Oil has been playing on techincals for some time, and last night after the US oil data, we saw a massive plummet as it drove down to close well below the bullish trend line in play. So when technicals fail we generally have to point the finger at something, and in this case long term fundamentals finally caught up with the U.S.
Crude oil inventories took a dive of 2.4 million barrels; not exactly a large drop, but still a drop nevertheless. In most circumstances you would expect to see a jump in the price of oil, but not in this case at all. In fact, we saw a large drop, and this was brought on by supply increasing. Currently, many middle eastern countries are recovering after the Arab-spring, this in turn has led to many now looking to increase oil production. Case in point; Libya, which is now starting to increase its supply again to the global market.
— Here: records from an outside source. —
PR #187, opened 2024-06-17
Run ./fmt.sh

sergekh2:


texuf:
i beat you and also i ran for xchain https://github.com/river-build/river/pull/186

PR #199, opened 2024-06-18
If setEntitlement is called a second time, updating the ruleData, first clear the existing ruleData

brianathere:


contracts/test/crosschain/RuleEntitlement.t.sol
```diff
@@ -115,6 +121,17 @@ contract RuleEntitlementTest is TestUtils, IEntitlementBase {
     assertEq(ruleOperations.length, 3);
   }
 
+  function test_setRuleEntitlementTwice() external givenRuleEntitlementIsSet {
```
jterzis, line 124: May be a good idea to also test that the previous entitlementSet was deleted along with the final cardinality of the set.

jterzis (approved):

giuseppecrj (approved):

giuseppecrj:
@brianathere please do not merge this without a proposal

PR #200, opened 2024-06-18
playground: app to use the future react sdk [HNT-7021]

miguel-nascimento:
I'm calling it `playground` instead of sample app, looks more fun :P (lmk if I should go back and use `sample-app`)

It uses Tailwind CSS as the styling option and radix components, that can be copied and pasted from https://ui.shadcn.com/ very quickly. 

- Uses the same `tsconfig` as other river packages
- `/components` has a demo of the components that we already have


packages/eslint-config/package.json
```diff
@@ -1,5 +1,5 @@
 {
-    "name": "@harmony/eslint-config",
+    "name": "@river/eslint-config",
```
texuf, line 2: Our package names should be river-build everywhere. I will make a task to rename the rest

packages/playground/package.json
```diff
@@ -0,0 +1,52 @@
+{
+    "name": "playground",
```
texuf, line 2: Can we make this @river-build/playground

packages/tsconfig.base.json
```diff
@@ -3,7 +3,7 @@
         /* Visit https://aka.ms/tsconfig to read more about this file */
 
         /* Projects */
-        "incremental": false /* Save .tsbuildinfo files to allow for incremental compilation of projects. */,
+        "incremental": true /* Save .tsbuildinfo files to allow for incremental compilation of projects. */,
```
texuf, line 6: Instead of changing this in the base tsconfig can you set it in the playground one?

packages/prettier-config/package.json
```diff
@@ -1,6 +1,6 @@
 {
-    "name": "@harmony/prettier-config",
-    "version": "workspace:^",
+    "name": "@river/prettier-config",
+    "version": "1.0.0",
```
texuf, line 3: @River-build

packages/tsconfig.base.json
miguel-nascimento: sure!

packages/eslint-config/package.json
miguel-nascimento: okay, I renamed the stuff that I changed from @river to @river-build

miguel-nascimento:
huh now I dont think its my fault the CI

texuf (approved):

PR #206, opened 2024-06-19
Hoist up fmt.sh script

sergekh2:


sergekh2:
(didn't merge main for stacked PRs, so diff is incorrect)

Additionally, we saw further supply opening up in America as well overnight and now even a case to lift the current crude oil export ban that has been in place in the U.S since the 70’s when we had the OPEC crisis. This is expected to help global prices shift low even further, as the U.S has now reached the point where it is no longer a net importer, but instead a net exporter.
Long term forecasts have so far pointed to supply increasing and prices being driven back down, and in the long term this is very much a reality.
The technical bullish trend line which has been in play has failed completely as of last night, and markets this morning have so far looked to go even lower as I type this. Markets will now instead be looking very bearish as a result, and will be seeking key points to touch as it moves lower.
When it comes to commodities, fibonnaci lines to come into play quite nicely and this case is no different at all. Currently the markets are using the 50.0 fibonnaci level as a point of support, and this may hold in the short term as there is some degree of profit taking. The next level is 38.2 and this will likely act as a second level of support
Main price support levels can be found at 101.51, 99.97 and 98.64. All of these levels are likely to hold in the long term and act as points of consolidation. What will be key though, is if oil will actually use these levels in the medium term or instead push through down into the low 90’s over the course of the next few weeks.
Oil is certainly looking bullish as the long term fundamentals catch up with it. The next moves lower could lead to heavy selling pressure. What is certain is that prices over 100 dollars a barrel are looking unsuitable in the long run and lower lows should be expected.